Joanna,
I'm so sorry to read your post on Oscar. I know all too well the pain you are feeling. I helped my little girl Cadence to the Bridge 2 weeks ago today, and I felt so lost and alone that I couldn't even breathe. I had been posting here on BW during our journey together through cancer and if it wasn't for the wonderful people here, I truly think that I would have been 1000 times worse. You are never alone here on BW. We are all here for you and your babies, past, present, and future. Helping our babies to the Bridge is never easy. Please know that it is the ultimate gift of love and is one of the most selfless things we can do as parents. The decision is difficult, one of the most difficult decisions I've ever had to make. But know that Oscar is running free, without pain, with all of our babies. They will take good care of each other. I, too, felt like the pain would never end and that I would be a sad, bitter woman for the rest of my life. I couldn't stand how quiet my house was, with no pitter-patter of Cadence's feet. Skye, my 7 year old Boxer, was very lonely, too. She looked so sad that it broke my heart all over again. I just got a new litttle baby boy on Sunday and he is my saving grace. I wasn't sure how I'd feel about looking at new puppies after losing my 1st precious baby, as Cadence was my first Boxer. (Skye was rescued by my fiance and Cadence and I moved in their house together). I was surprised how happy the puppies made me and when I saw my little guy, I knew I could love another baby. He is home with me and is just the sweetest little thing. I hope that one day, you too will be able to open your heart to another Boxer baby. Take your time and let your heart heal. Cry as much as you like and treasure all of your memories. Each day, the pain will get a little better. I never thought it would, but it did.

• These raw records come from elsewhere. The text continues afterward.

PR #35350, opened 2026-04-08
Improve translation mechanism

### LINKED ISSUE #23656: Vulnerability Detector - Improve the translation mechanism to allow more complex version fields
## Description
The translation functionality should be expanded to cover a wider spectrum of solutions.

Using the translation schema as a baseline:
```json
{
  "target": [
    "Platform 1",
    "Platform n"
  ],
  "source": {
    "vendor": "vendor name",
    "product": "package name",
    "version": "package version"
  },
  "translation": [
    {
      "vendor": "translated vendor name",
      "product": "translated package name",
      "version": "translated package version"
    }
  ],
  "action": [
    "replace_vendor",
    "set_version_if_product_matches",
    "replace_product"
  ]
}
```

## Definitions
- Add a new "extended" translations
  - This is going to be a [new resource](https://github.com/wazuh/wazuh/blob/623091670c4b2c201e93b875a7dfd63440c75169/src/wazuh_modules/vulnerability_scanner/src/databaseFeedManager/eventDecoder.hpp#L54-L58), under the name "extended-TID-xxx" 
- Maintain older translation functionality
- Move the business logic to a separate class (out from the databaseFeedManager and package scanner)

>[!NOTE]
> Take functionality extension into account, for the addition of new fields in both "translation" and "source" objects. eg. "format should be deb".

### Source
- Could contain 0 to N capture groups on each field
- The version field is optional
  - If the translation doesn't need to check the version value, it won't be provided

### Translation
- All fields are optional
  - If not provided, the value from syscollector is used instead
- If provided, should be constructed with placeholders, hardcoded strings or both
  - Eg: "$(VERSION_0)$(PRODUCT_2)$(PRODUCT_3)"
  - Eg: "NEW VALUE"
  - Eg: "1.$(VENDOR_1)_100"

### Other requirements
- Don't use flatbuffers in the extended implementation
  - It proved to be difficult to use and increased the risk of errors
  - Given the amount of translations available it doesn't necessarily improve memory usage by a significant factor (while degrading performance related to the parsing)
  - It forced us to use a hard schema, which made the implementation of this functionality much harder
- Simplify the translations:
  - Remove unused fields or re-implement in a generic way
    - action array
    - update
    - target_hw
    - msu_name
    - sw_edition

## Tasks
Create multiple PRs and point them to an intermediary branch

### Wazuh
- [ ] Move the business logic to a new "translation" class
  - [ ] Add an interface
  - [ ] Add the "legacy" translation functionality
  - [ ] Changes tested
- [ ] Add the new functionality
  - [ ] Add the extended translation functionality
  - [ ] Changes tested

### ID
- [ ] Translation adaptation
  - [ ] Remove unused fields
  - [ ] Add extended translations
  - [ ] Test integration

## DoD
- [ ] Translation documentation updated
- [ ] Translations updated
- [ ] Feature implemented
- [ ] Testing updated 
  - [ ] UTs
  - [ ] Component

MiguelazoDS:
## Description 

Java products have a particular and complex CPE format that changed multiple times from version to version. 
These changes here used the update field (unused in 4.x) to create a more complex version fields and parse those complex CPEs 

> [!NOTE]
> I won't merge until we define what to do with Java content information

## Proposed Changes

- Allow multiple groups in regex in all fields (product, vendor, version). 

- Implemented a baseline integration test to validate current translation before changes 
image

- Backward compatible by using the "update" field in translations. 

## Testtools delivery 

Successfully test tools delivery 

https://github.com/wazuh/wazuh/actions/runs/28382113924


src/wazuh_modules/vulnerability_scanner/testtool/scanner/vd_reduced_feed.tar.gz
TomasTurina, line 1: Please avoid using binary files.

MiguelazoDS: The previous json was restored and reduced in size.

MiguelazoDS:
Claude suggested something like this to test 

```json
{"name":"TID-0184","offset":3600000,"version":1,"inserted_at":"2026-07-17T00:00:00.000000Z","payload":{"action":["replace_vendor","replace_product","set_version_if_product_matches"],"source":{"vendor":"^Acme$","product":"^AcmeApp$","product_extended":"^AcmeApp (Pro|Enterprise) Edition$","version_extended":"^(\\d+)\\.(\\d+)\\.\\d+$"},"target":["darwin"],"translation":[{"vendor":"acme","product":"acmeapp","product_extended":"acmeapp_$(PRODUCT1)","version_extended":"$(VERSION1).$(VERSION2)"}]}}
```

But I don't think that is necessary, I don't see as requiring multi group to create a product. So the guard still does its job perfectly. But I'll keep it as a defensive code just in case.

jotacarma90 (approved):
LGTM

I can look at pictures of my girl and smile. I do still sometimes cry, but that's okay. It's okay to miss them--they're our babies, no matter where they are. But in your heart you will know that Oscar is safe and happy and playing with all of our babies. They are all watching and waiting for us. He is okay.
Remember, you are not alone. You have all of us and you have Oscar watching over you, along with all of our babies.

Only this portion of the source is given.